Kredit perbankan sektor  utama menunjukkan peningkatan, seperti kredit rumah tangga tumbuh 2,77% (ytd),  kredit sektor perdagangan tercatat tumbuh 2,43% (ytd), dan kredit sektor manufaktur  tumbuh 2,05% (ytd). 

Perbankan juga berkontribusi dalam mendorong percepatan pemulihan ekonomi nasional melalui penurunan suku bunga kredit. Tingkat suku  bunga dasar kredit mengalami tren penurunan dari 9,69% pada Juni 2021 menjadi  9,66% pada September 2021 terutama didorong penurunan komponen harga pokok dana. 

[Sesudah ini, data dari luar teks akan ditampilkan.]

PR #141, opened 2021-12-20
adjust hydro table location in skewTs

cshartsough:
putting through a PR for a hot fix, to re-position the table for vertically integrated hydrometeors in the skewT plots.  This was noticed while making ICICLE plots with RRFS but can be used for all skewTs.


Brian-Jamison (approved):
Thanks for doing this!

PR #142, opened 2021-12-20
 adjust wind colors to have less greens

cshartsough:
a small change to the wind_colors and wind_colors_high color tables.  Stan had request that the mid range not have so many greens.  I adjust the lower end greens to be more blue.  Putting the PR through but may still tweak it if Stan has more comments.

sample plots below.

Wind colors test


christinaholtNOAA (approved):
This is a nicer gradient. The code looks fine, too.

PR #143, opened 2021-12-27
add transform for sfc, 1000ft, and 6000ft smoke

Brian-Jamison:
Due to a units change by NCEP, the values in the MASSDEN smoke fields needs to be multiplied by 1e+9 to convert to micrograms per cubic meter.  The new transform is added here.

### DIFF
--- a/adb_graphics/conversions.py
+++ b/adb_graphics/conversions.py
@@ -78,6 +78,12 @@ def to_micro(field, **kwargs):
 
     return field * 1E6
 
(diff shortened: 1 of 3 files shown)


cshartsough (approved):
Looks good.  We'll probably need to review our test_common soon to make sure we have the proper tests for conversions and other pieces we've added.

Brian-Jamison:
Good point!  I've added the conversion test in test_common.py.

christinaholtNOAA (approved):
LGTM!

PR #145, opened 2022-01-05
Support for named "full" domains.

christinaholtNOAA:
Add support to recognize some grids that are wgrib2 cut outs. These named grids should plot the entirety of the data in the file and use the file metadata to decide the basemap, but still need to be differentiated as "sub domains" or "tiles" of a larger grid for the same modeling system. 

Here I am adding "hrrr" and "hrrrak" for consistency with real-time RRFS NA 3km runs.

### DIFF
--- a/adb_graphics/figures/maps.py
+++ b/adb_graphics/figures/maps.py
@@ -20,6 +20,15 @@ import numpy as np
 
 import adb_graphics.utils as utils
 
+# FULL_TILES is a list strings that includes the labels GSL attaches to some of
+# the wgrib2 cutouts used for larger domains like RAP and RRFS NA.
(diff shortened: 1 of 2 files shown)


cshartsough (approved):
Looks nice.  clean changes.  I had to relook at the line about full_tile = tile in FULL_TILES, at first I though it was a loop but a saw it was just seeing if the selected tile was a full one.

Should never review after 4:30 pm.  :-)

Brian-Jamison (approved):
There will be a few conflicts with the global_plots_part2 PR, but I think they won't be too difficult to resolve.  I think this is a good way to handle the differing names of the "full" domains.

PR #149, opened 2022-02-17
Removing airport plotting from Fire Radiative Power plot.

Brian-Jamison:
Forgot to include this in the global plots part2 PR.  Airports need to be removed from the Fire Radiative Power plot.


christinaholtNOAA (approved):

cshartsough (approved):
thanks for taking care of this

PR #151, opened 2022-03-07
Correct Title for Helicity 0-3km Plots

cshartsough:
Ed Szoke noticed while preparing slides that the 0-3km helicity fields are mislabelled as "0-6km".  Fixed in two places in default_specs.

Passed pylint.   No plots provided.


Brian-Jamison (approved):
Thanks, Craig!

christinaholtNOAA (approved):
LGTM!

PR #152, opened 2022-03-21
Set modules to exact versions. Default not supported.

christinaholtNOAA:
This change has been made on disk in many of the HRRR and RAP real time graphics. It will also need to be deployed for RRFS. 

Jet and Hera are going to discontinue support for default modules, and the exact version must be specified to avoid script failure. 

These are the versions of the modules that are listed in the log files.

### DIFF
--- a/pre.sh
+++ b/pre.sh
@@ -3,9 +3,9 @@
 module purge
 
 module use -a /contrib/miniconda3/modulefiles
-module load miniconda3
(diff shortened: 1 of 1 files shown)


cshartsough (approved):
seems pretty straightforward.  fingers crossed. :-)

Brian-Jamison (commented):
LGTM!

PR #155, opened 2022-03-24
add png_suffix for ctop/ceil to fix 48h Web bug

cshartsough:
For unknown reason, the lack of a `png_suffix` for some image names was causing those images to be lost for real time HRRR 48h forecast time. The plots were available and would populate the Web until the 48h file was added before all forecast hours would be lost.

The fields had a unique level, `ua`, which was not added to images for similarity to legacy plot names.  Removing the conditional for `ua` levels adds that suffix to the plots and clears up the issue.

Passed pylint.  No images required.

### DIFF
--- a/create_graphics.py
+++ b/create_graphics.py
@@ -468,7 +468,7 @@ def parallel_maps(cla, fhr, ds, level, model, spec, variable, workdir,
     dm.draw(show=True)
 
     # Build the output path
-    png_suffix = level if level != 'ua' else ''
+    png_suffix = level
     png_file = f'{variable}_{tile}_{png_suffix}_f{fhr:03d}.png'
     png_file = png_file.replace("__", "_")
     png_path = os.path.join(workdir, png_file)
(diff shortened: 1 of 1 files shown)


Brian-Jamison (approved):
LGTM!

create_graphics.py
```diff
@@ -468,7 +468,7 @@ def parallel_maps(cla, fhr, ds, level, model, spec, variable, workdir,
     dm.draw(show=True)
 
     # Build the output path
-    png_suffix = level if level != 'ua' else ''
+    png_suffix = level
     png_file = f'{variable}_{tile}_{png_suffix}_f{fhr:03d}.png'
```
christinaholtNOAA, line 472: Since we no longer need the logic, `png_suffix` is no longer needed, really. Would you mind putting `level` directly into the template for the `png_file` definition. Unless, of course, I missed where `png_suffix` is used elsewhere.

christinaholtNOAA (changes requested):

christinaholtNOAA (approved):
THANK YOU!

PR #156, opened 2022-03-29
Control output image resolution via command line argument

Jeff-Duda:
Modified create_graphics.py to add an optional command line argument 'img_res' to control the resolution of output images [i.e., the dpi entry in pyplot.savefig()].

### DIFF
--- a/create_graphics.py
+++ b/create_graphics.py
@@ -233,9 +233,9 @@ def parse_args():
     parser.add_argument(
         '-r',
         dest='img_res',
-        default=75,
+        default=72,
         required=False,
-        help='Resolution of output images in DPI. Recommended to stay below 1000. Default = 75',
+        help='Resolution of output images in DPI. Recommended to stay below 1000. Default = 72',
         type=int,
         )
     parser.add_argument(
--- a/create_graphics.py
+++ b/create_graphics.py
@@ -391,7 +391,6 @@ def parallel_maps(cla, fhr, ds, level, model, spec, variable, workdir,
       model      model name: rap, hrrr, hrrre, rrfs, rtma
       spec       the dictionary of specifications for the given variable
                  and level
-      imsiz      resolution of output image in DPI units
       variable   the name of the variable section in the specs file
       workdir    output directory
     '''
--- a/create_graphics.py
+++ b/create_graphics.py
@@ -231,6 +231,14 @@ def parse_args():
 
     # Short args
     parser.add_argument(
+        '-r',
+        dest='img_res',
+        default=75,
+        required=False,
+        help='Resolution of output images in DPI. Recommended to stay below 1000. Default = 75',
+        type=int,
+        )
+    parser.add_argument(
         '-a',
         dest='data_age',
         default=3,
@@ -383,6 +391,7 @@ def parallel_maps(cla, fhr, ds, level, model, spec, variable, workdir,
       model      model name: rap, hrrr, hrrre, rrfs, rtma
       spec       the dictionary of specifications for the given variable
                  and level
+      imsiz      resolution of output image in DPI units
       variable   the name of the variable section in the specs file
       workdir    output directory
     '''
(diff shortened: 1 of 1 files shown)


create_graphics.py
```diff
@@ -230,6 +230,14 @@ def parse_args():
         )
 
     # Short args
+    parser.add_argument(
+        '-r',
+        dest='img_res',
+        default=75,
```
christinaholtNOAA, line 236: Can we keep the default at 72? I'm not sure how sensitive the front-end software is to this number.

create_graphics.py
```diff
@@ -531,7 +539,7 @@ def parallel_skewt(cla, fhr, ds, site, workdir):
     plt.savefig(
         png_path,
         bbox_inches='tight',
-        dpi='figure',
+        dpi=cla.img_res,
```
christinaholtNOAA, line 542: I think this would be fine for a line graph (default = 72), but would you mind providing examples in the PR of the before and after, along with the change in size of the resulting PNG files? I have no clue what the 'figure' dpi would be for these images.

christinaholtNOAA (changes requested):

create_graphics.py
Jeff-Duda: Oops! I had actually intended to keep the default at 72, but got the wrong number in my head when changing the code.

create_graphics.py
Jeff-Duda: That's a good question. Has anyone run the skew-t side of this yet? I have a retro sitting around that I will test this on, but as of right now, I do not know. I have never used 'figure' before as a value for dpi in savefig.

christinaholtNOAA: I'm not sure what you mean. We run this in real-time runs constantly. I just don't know what the dpi numerical value would be for a SkewT figure. I'd like to make sure that 72 as a default wouldn't degrade what is currently produce. My feeling is that it wouldn't, but we do need to check.

Jeff-Duda: Okay, so I have looked at this, and the results are pleasing.

Here is a sample skew-t plot (Denver site) using the existing code (DPI = 72); image size = 211 KB:
DNR_72469_skewt_f001

And here is the same image using the updated code with DPI = 150 (image size = 555 KB):
DNR_skewt_r150

"DPI" = "dots per inch" and is a generic characteristic of making images. There is nothing special about the difference between dpi for skewts and dpi for horizontal cross sections; the same value should work just fine for both types of images.

Regarding 'figure' as the value of dpi in savefig, the documentation for matplotlib says:

>     The resolution in dots per inch. If 'figure', use the figure's dpi value.

It turns out that 'dpi' is also a kwarg for pyplot.figure when declaring a new figure. I was not aware of this previously. However, I don't see dpi explicitly set in skewt.py at line 401:

`        fig = plt.figure(figsize=(12, 12))`

So I presume some default value is being used there. I just figured I would change the code for consistency's sake. I can confirm that if 
`dpi='figure'`
is used, then -r is ignored. So I think changing this in both places makes the code more consistent.

christinaholtNOAA: I think this looks totally acceptable, and am happy with the outcome. The text is slightly blurry with the dpi=72 option, but if we get complaints, we can probably just add the appropriate CLA to the workflows that triggered the complaints. I don't think this will break anything.

christinaholtNOAA (approved):

Brian-Jamison (commented):
This is a great addition, Jeff!  Do you have any information on how much extra time it takes to create the higher resolution image?  It would be good to know if we get a request to generate higher res images in real-time.

Jeff-Duda:
> This is a great addition, Jeff! Do you have any information on how much extra time it takes to create the higher resolution image? It would be good to know if we get a request to generate higher res images in real-time.

I don't, Brian, but I could pretty easily run some timing tests to ascertain this information.

Brian-Jamison:
If it's not too much trouble, please add that information in this conversation before merging so we have it as a reference.  Thanks!

Brian-Jamison (approved):

Brian-Jamison:
Thanks for the size and timing info!  That's helpful to know.

Great job!

PR #271, opened 2021-08-19
feat: support dma-codes in location_test_header

### LINKED ISSUE #269: Support dma-code in location_test_header
Follow up to #205:

The location test header should allow testing clients to additionally specify a dma-code, ensuring we're able to better simulate a cache similar to the production environment's.

Then we'll need a new issue for contile-loadtest to utilize it, sending random dma-codes (or omitting dma codes) for US regions. Ideally they wouldn't be _too_ random -- there should only so many DMA codes used per individual US state.

┆Issue is synchronized with this [Jira Task](https://mozilla-hub.atlassian.net/browse/CONSVC-1226)

pjenvey:
## Issue(s)

Closes #269

### DIFF
--- a/src/server/location.rs
+++ b/src/server/location.rs
@@ -58,6 +58,15 @@ impl Provider for TestHeaderProvider {
                 }
             }
 
+            if let Some(dma) = parts.next() {
+                let dma = dma.trim().parse().unwrap_or(0);
+                // Non-exact validation (there's only 210 DMA regions) but
+                // close enough for testing
+                if (500..=900).contains(&dma) {
+                    builder = builder.dma(dma);
+                }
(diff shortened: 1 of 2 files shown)


src/server/location.rs
```diff
@@ -58,6 +58,15 @@ impl Provider for TestHeaderProvider {
                 }
             }
 
+            if let Some(dma) = parts.next() {
```
jrconlin, line 61: Ah, I see what you're doing. I wonder if we might want to make this more a JSON blob so there's no threat of screwing up order or something. That could definitely be a different ticket, though.

jrconlin (approved):

PR #304, opened 2021-10-15
feat: add regex rule parser for advertiser hosts

### LINKED ISSUE #303: Add subdomain allowlist to Contile
Business requirement:

Apart from the main (top) domains, adM wants us to support multiple subdomains (e.g christmas.homedepot.com) for certain advertisers.

Contile currently already allows all the subdomains "*.foo.com" for "foo.com", we'd like to add some control on the subdomain allowlist instead of letting adM add arbitrary subdomains without Mozilla's approval.

Put another way, for any approved advertiser, in addition to its top domain "foo.com", we can also specify a list of allowed subdomains in Contile such as "bar.foo.com", "baz.foo.com", etc. Contile will not treat those landing URLs as invalid. 

Note:
For some advertisers that don't use subdomains but paths, for example, Etsy in Canada has the landing URL set as "www.etsy.com/ca", this subdomain allowlist scheme will not work.

┆Issue is synchronized with this [Jira Task](https://mozilla-hub.atlassian.net/browse/CONSVC-1309)

jrconlin:
This will allow for pattern matches against `advertiser_hosts` (See
 #303). Regular expression patterns should be prefixed with an "r#"
e.g.
```json
    "advertiser_hosts": ["r#^(www\\.)([\\w\\.]+)?acme\\.biz/(ca|uk|us|ie)/"],
```

Traditional "host only" filters should still work
e.g
```json
   "advertiser_hosts": ["acme.biz", "acme.ca"],
```

Also, not a great idea to mix and match regex and traditional style.
For help generating valid regular expressions, you can use sites like
https://regexr.com/

Closes #303


jrconlin:
Yeah, not really going to complain. Regex is really powerful, a resource hog, and made out of pure explodium. I think we're probably NOT going to land this PR. I created it mostly as a draft to see what all would be involved in actually creating it, and realized I had accidentally built a patch. 

There's a working document that I'm using with our customer to create a simpler string based rule set that should solve their requirements without invoking the great satan that regex can be.

hackebrot:
Hi @jrconlin! 👋🏻 Would you say this new feature is sufficiently covered by unit tests? Do you think we can add at least one integration test that uses settings which rely on this feature?

PR #311, opened 2021-11-04
feat: Refine the host & pathing filter

ncloudioj:
After a second thought, I don't think letting the content partner send whatever URLs to us is a good idea, so I took a crack at refining the existing pathing filter with the following changes:
* Rename the `advertiser_hosts` to `advertiser_urls`
* `advertiser_urls` now takes a list of hosts and path filters (optional). If no path filter is specified, it will only check the host as the current behavior
* Each path filter could be either an "exact-matching" filter or a "prefix-matching" one
* The "value" field for "prefix-matching" filters must contain the trailing "/" in the configuration, otherwise, Contile will panic

The detail of the filtering is documented [here](https://github.com/mozilla-services/contile/pull/311/files#diff-34387244eabf61c959f3a7e535ca04a551c779b9ee645d2e93303c0020f5a881).

Note: this is a breaking change, we'd need to update the Contile configuration file if we want to deploy this.

@hackebrot could you also take a look at the change in the integration test? I am not sure if I covered everything there. Thanks!

### DIFF
--- a/src/adm/filter.rs
+++ b/src/adm/filter.rs
@@ -531,13 +531,13 @@ mod tests {
                 {
                     "host": "acme.biz",
                     "paths": [
-                        { "value": "/ca", "matching": "prefix" }
+                        { "value": "/ca/", "matching": "prefix" }
                     ]
                 },
                 {
                     "host": "www.acme.co",
                     "paths": [
-                        { "value": "/foo.bar", "matching": "prefix" }
+                        { "value": "/foo.bar/", "matching": "prefix" }
                     ]
 
                 },
--- a/src/adm/filter.rs
+++ b/src/adm/filter.rs
@@ -115,25 +115,35 @@ impl AdmFilter {
         }
 
         // do a quick string comparison between the supplied host and the provided filter.
-        let mut host = format!(
-            "{}{}",
-            parsed
-                .host()
-                .ok_or_else(|| HandlerErrorKind::MissingHost(species, url.to_string()))?,
-            parsed.path()
-        );
-        if !host.ends_with('/') {
-            host.push('/');
+        let host = parsed
+            .host()
+            .ok_or_else(|| HandlerErrorKind::MissingHost(species, url.to_string()))?
+            .to_string();
+        let mut path = Cow::from(parsed.path());
+        if !path.ends_with('/') {
+            path.to_mut().push('/');
         }
-        for filter in &filter.advertiser_hosts {
-            let mut filter = Cow::from(filter);
-            if !filter.ends_with('/') {
-                filter.to_mut().push('/');
-            };
-            if host.starts_with(filter.as_ref()) {
-                return Ok(());
+
+        for filter in &filter.advertiser_urls {
+            if !host.eq(&filter.host) {
+                continue;
             }
+
+            if let Some(ref paths) = filter.paths {
+                for rule in paths {
+                    match rule.matching.as_str() {
+                        // Note that the orignal path is used for exact matching
+                        "exact" if rule.value == parsed.path() => return Ok(()),
+                        "prefix" if path.starts_with(&rule.value) => return Ok(()),
+                        _ => continue,
+                    }
+                }
+            } else {
+                // Host matches without any path filters, matching succeeds.
+                return Ok(());
+            };
         }
+
         Err(HandlerErrorKind::InvalidHost(species, url.to_string()).into())
     }
 
@@ -294,7 +304,7 @@ impl AdmFilter {
                     return None;
                 }
 
-                let adv_filter = if filter.advertiser_hosts.is_empty() {
+                let adv_filter = if filter.advertiser_urls.is_empty() {
                     default
                 } else {
                     filter
@@ -433,7 +443,27 @@ mod tests {
     #[test]
     fn check_advertiser() {
         let s = r#"{
-            "advertiser_hosts": ["acme.biz/ca", "black_friday.acme.biz/ca"],
+            "advertiser_urls": [
+                {
+                    "host": "acme.biz",
+                    "paths": [
+                        { "value": "/ca/", "matching": "prefix" }
+                    ]
+                },
+                {
+                    "host": "black_friday.acme.biz",
+                    "paths": [
+                        { "value": "/ca/", "matching": "prefix" }
+                    ]
+
+                },
+                {
+                    "host": "acme.biz",
+                    "paths": [
+                        { "value": "/usa", "matching": "exact" }
+                    ]
+                }
+            ],
             "position": 0
         }"#;
         let settings: AdmAdvertiserFilterSettings = serde_json::from_str(s).unwrap();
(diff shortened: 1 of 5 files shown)


src/adm/filter.rs
```diff
@@ -477,15 +507,47 @@ mod tests {
...
+            .is_err());
+
         // "Traditional host. "
         let s = r#"{
-            "advertiser_hosts": ["acme.biz/ca", "www.acme.co/foo.bar"],
+            "advertiser_urls": [
+                {
+                    "host": "acme.biz",
+                    "paths": [
+                        { "value": "/ca", "matching": "prefix" }
```
jrconlin, line 534: shouldn't these panic? https://github.com/mozilla-services/contile/pull/311/files#diff-34387244eabf61c959f3a7e535ca04a551c779b9ee645d2e93303c0020f5a881R50

src/adm/settings.rs
```diff
@@ -17,6 +17,52 @@ use crate::{
...
+///   then the URL is accepted by this filter.
+/// * If the `paths` filter list is present, then proceed with path filtering.
+///   There are two "matching" strategies:
+///   * "exact" for exact path matching, which compares the `path` character-by-character
+///     with the `value` filed of this path filter.
+///   * "prefix" for prefix path matching, which checks if the `value` is a
+///     prefix of the `path`. Note that we always make sure `path` and `value`
+///     are compared with the trailing '/' to avoid the accidental
+///     matches. In particular, Contile will panic when it detects that a prefix
+///     filter doesn't have the trailing '/' in the `value`.
```
jrconlin, line 51: I don't believe that this line is true. Your tests include several "prefix" paths that do not end with slashes and there is no panic.

ncloudioj: Nice catch, that was inaccurate. It will be only enforced when loading the filters from the configuration file. I will update it.

src/adm/filter.rs
ncloudioj: Those "values" are wrong, they should have trailing slashes.

jrconlin (approved):

jrconlin:
I think there's still some potential problems we could hit (e.g. combining `exact` and `prefix`, using empty `prefix`, etc.) but we can handle those in a separate PR.

ncloudioj:
@jrconlin Thanks for the review!

> I think there's still some potential problems we could hit (e.g. combining `exact` and `prefix`, using empty `prefix`, etc.) but we can handle those in a separate PR.

Agreed, there is currently no validation on those filters except the trailing slash check. Will do that in a follow-up.

@hackebrot let me know if those changes in the integration config file make sense to you? I will merge once you give 👍

hackebrot (approved):
Hi @ncloudioj! 👋🏻 

Based on my understand of the [documentation you've linked](https://github.com/mozilla-services/contile/pull/311/files#diff-34387244eabf61c959f3a7e535ca04a551c779b9ee645d2e93303c0020f5a881), the changes to `integration-tests/volumes/contile/adm_settings.json` look correct to me!

I do wonder if it makes sense to also update `click_hosts` and `impression_hosts` to match the updated structure for `advertister_hosts` for the sake of consistency. But that's not a blocker for merging your pull request.

This is a great opportunity for us to increase our meaningful test coverage and verify the different path matching mechanisms in the automated integration tests. I can create a follow-up pull request for this. 🤖

hackebrot:
@ncloudioj It seems contile on this branch doesn't panic when a path value does **not** have a trailing `/` in the settings JSON file. 🤔 

I see the unit test passed on CI:

```text
test adm::settings::tests::test_invalid_path_filters - should panic ... ok
```

And the unit tests in this pull request pass for me locally as well:

```text
cargo test adm::settings
```

```text
running 4 tests
test adm::settings::tests::test_invalid_path_filters ... ok
test adm::settings::tests::test_obsolete_settings ... ok
test adm::settings::tests::test_lower_ignore ... ok
test adm::settings::tests::all_include_regions ... ok

test result: ok. 4 passed; 0 failed; 0 ignored; 0 measured; 36 filtered out; finished in 0.00s
```

But the following diff does not seem to cause contile to panic. All integration tests pass and I cannot find `PathFilter` in the log messages from contile even though that's in the panic message:

```diff
     "DunBroch": {
         "advertiser_urls": [
             {
-                "host": "www.dunbroch.co.uk"
+                "host": "www.dunbroch.co.uk",
+                "paths": [
+                    {
+                        "value": "/gb_desktop",
+                        "matching": "prefix"
+                    }
+                ]
             }
         ],
         "click_hosts": [
```

However the following does produce 1 integration test failure (`legacy_image_filter`):

```diff
     "DunBroch": {
         "advertiser_urls": [
             {
-                "host": "www.dunbroch.co.uk"
+                "host": "www.dunbroch.co.uk",
+                "paths": [
+                    {
+                        "value": "/gb_desktop_NOPE",
+                        "matching": "prefix"
+                    }
+                ]
             }
         ],
         "click_hosts": [
```

Because contile filters out `https://www.dunbroch.co.uk/gb_desktop_macos` and returns `https://www.example.com/gb_desktop_macos` instead. But it also doesn't contile to panic and contile does return tiles.

ncloudioj:
> I do wonder if it makes sense to also update `click_hosts` and `impression_hosts` to match the updated structure for `advertister_hosts` for the sake of consistency. But that's not a blocker for merging your pull request.

Yes, we could do to be consistent. but I don't think `click_hosts` and `impression_hosts` are as critical as `advertiser_url` for two reasons:
* `advertiser_url` is user-facing, whereas the other two are only used by our data pipeline. So the level of risk is much lower.
* Secondly, it's not uncommon for the partner to update the `click_hosts` and `impression_hosts` on their side, they're much more volatile than advertiser's landing URLs. It'll be much harder for us to keep in sync, that's why both Contile and data pipeline only check the host other than the full path. That being said, if we make the same change to `click_hosts` and `impression_hosts`, chances are we will stick to the host matching like the current one.

ncloudioj:
> But the following diff does not seem to cause contile to panic. All integration tests pass and I cannot find `PathFilter` in the log messages from contile even though that's in the panic message:

@hackebrot Did you try this as an unit test in `filter.rs`? 

As noted in the [doc](https://github.com/mozilla-services/contile/pull/311/files#diff-34387244eabf61c959f3a7e535ca04a551c779b9ee645d2e93303c0020f5a881), the validation of the path `value` is only performed on the setting parsing phase, as to my understanding that is the only place Contile reads the filter configuration in production. After that, it won't check the validity on `value` any more.

hackebrot:
> 
> @hackebrot Did you try this as a unit test in `filter.rs`?
> 

Not yet, but the the behaviour can be observed in #313.

FWIW the following changes for `check_advertiser` in `src/adm/filter.rs` do **not** cause the unit tests to fail:

```diff
                 {
                     "host": "black_friday.acme.biz",
                     "paths": [
-                        { "value": "/ca/", "matching": "prefix" }
+                        { "value": "/ca", "matching": "prefix" }
                     ]
 
                 },
```

jrconlin:
> > @hackebrot Did you try this as a unit test in `filter.rs`?
>
> FWIW the following changes for `check_advertiser` in `src/adm/filter.rs` do **not** cause the unit tests to fail:
> 

I think there might be a bit of confusion about this. As I understand (deferring to Nan), the `panic!` happens in [settings](https://github.com/mozilla-services/contile/pull/311/files#diff-34387244eabf61c959f3a7e535ca04a551c779b9ee645d2e93303c0020f5a881R200) when the config file is read in. After that, a panic should not happen, so (out of an abundance of precaution) [filter adds a terminating `/`](https://github.com/mozilla-services/contile/pull/311/files#diff-3df4b5b49a5986eab0838fe5d60597b514e75784fdda4b18bb2d4393459d7846R123) to the path pattern. 

That means that if you call `filter.check_advertiser` with a settings that you've hand built in a test that may not contain a terminal slash, `check_advertiser` would "fix" the error anyway. I believe that the original PR had this in place and I noted the discrepancy. Nan fixed it in a latter commit.

ncloudioj:
> That means that if you call `filter.check_advertiser` with a settings that you've hand built in a test that may not contain a terminal slash, `check_advertiser` would "fix" the error anyway. I believe that the original PR had this in place and I noted the discrepancy. Nan fixed it in a latter commit.

Exactly, the intent here is that we wanted to make sure the prefix values are always provided with the trailing "/" in the settings, if not, Contile should refuse to boot by panicking.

DPK tumbuh 7,69% (yoy) atau 7,45% (ytd). Profil risiko lembaga jasa keuangan pada September 2021 menunjukkan perbaikan dengan rasio gross NPL berada pada level 3,22% (net NPL: 1,04%) dari sebelumnya sebesar 3,24% (net NPL: 1,06%) pada  Juni 2021. 

Pasar saham menunjukkan tren penguatan ke level di atas prapandemi. Per 25 Oktober 2021, IHSG menguat 10,81% (ytd) ke level 6.625,7 dengan aliran dana masuk nonresiden mencapai Rp39,4 triliun. 

Total penghimpunan dana di pasar modal hingga  26 Oktober 2021 mencapai Rp273,9 triliun, jauh melampaui nilai penghimpunan dana  tahun 2020 (Rp118,7 triliun) dan di atas target 2021. 

Selain itu, penawaran umum dari  40 emiten baru tercatat sebesar Rp36,36 triliun. Jumlah penghimpunan dana di pasar  modal dapat terus bertambah mengingat terdapat 82 emiten yang akan melakukan  penawaran umum senilai Rp43,32 triliun.